Le reste du territoire national n’est pas à l’abri. La dengue a aussi fait son retour dans l’Océan Indien, sur l’Île de la Réunion, dans des proportions certes moins importantes. Au moins quinze cas ont été répertoriés depuis le début de l’année, dont une dizaine d’autochtones et deux menant à des hospitalisations. Là encore, l'éradication des foyers de moustiques se met en place pour combattre Aedes albopictus, ou moustique tigre.

L’inquiétude remonte même jusqu’en métropole. Le dispositif de lutte anti-vectorielle a été déclenché, et restera actif jusqu’au 30 novembre prochain. Une trentaine de départements métropolitains fera l’objet d’une surveillance accrue cette année, principalement dans le sud de l’Hexagone (ainsi qu’en Vendée et dans le Val-de-Marne).

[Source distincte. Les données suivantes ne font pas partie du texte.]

PR #9634, opened 2026-07-08
fix: Hermetic doesn't configure hosts on the containers

### LINKED ISSUE #9633: Hermetic containers stall on DNS timeouts instead of failing fast
### Summary

When a task runs with `hermetic: true`, Concourse blocks outbound traffic via iptables DROP rules. However, the container still gets a fully populated `/etc/resolv.conf`. Any process that performs a DNS lookup will send UDP packets that silently hit the DROP rules and wait for the full resolver timeout (typically 5 seconds per attempt × retries × number of nameservers) before the lookup fails.

Root cause:
`SetupMounts` in `worker/runtime/cni_network.go` always writes a populated `resolv.conf` regardless of hermeticity. `DropContainerTraffic` adds the DROP rules only after the container is already configured with nameservers to query.

### Steps to Reproduce

1. docker compose up (with `containerd`) runtime
2. Create the following pipeline:
```
jobs:
  - name: hermetic-dns-timeout
    plan:
      - task: dns-lookup
        hermetic: true
        config:
          platform: linux
          image_resource:
            type: registry-image
            source:
              repository: alpine
          run:
            path: sh
            args:
              - -c
              - |
                echo "Starting DNS lookup..."
                time nslookup google.com
                echo "Done."
```
3. Trigger the job and observe how long nslookup example.com takes to return

### Expected Results

DNS lookups in a hermetic container should fail immediately. Since all outbound traffic is intentionally blocked, there is no point sending DNS packets at all.

### Actual Results

Tools that do DNS lookups at startup (e.g. package managers, SDKs, manifest validators) can take 30–40 minutes to begin actual work, spending all that time exhausting DNS retry cycles against a silent firewall.

### Web Node(s) configuration

_No response_

### Worker(s) configuration

CONCOURSE_RUNTIME: containerd

### Concourse Version

v8.2.4

### Browser (if applicable)

_No response_

### Did this use to work?

no

Kump3r:

closes #9633 

* `network.go`- added `hermetic` bool parameter to the `SetupMounts` interface method
* `cni_network.go` - when `hermetic` is true, write an empty `/etc/resolv.conf` instead of copying nameservers from the host
* `backend.go` - compute hermetic once and pass it through to `SetupMounts`
* `runtimefakes/fake_network.go` - updated generated fake to match the new signature
* `cni_network_test.go` - updated all existing calls to pass `hermetic: false`; added new test asserting that a hermetic container gets an empty `resolv.conf` even when nameservers are configured on the worker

Les particuliers sont vivement appelés à participer à cette surveillance. S’ils constatent qu’un gîte larvaire s’est développé dans leur jardin, où qu’ils voient passer un moustique tigre – reconnaissable à ses rayures blanches et noires –, il faut le signaler sur la plateforme www.signalement-moustique.fr ou l’application mobile iMoustique. Ces portails nationaux exigeront une photo de l’insecte.

Pour rappel, en plus de la dengue, le moustique tigre peut transmettre le virus Zika et le Chikungunya.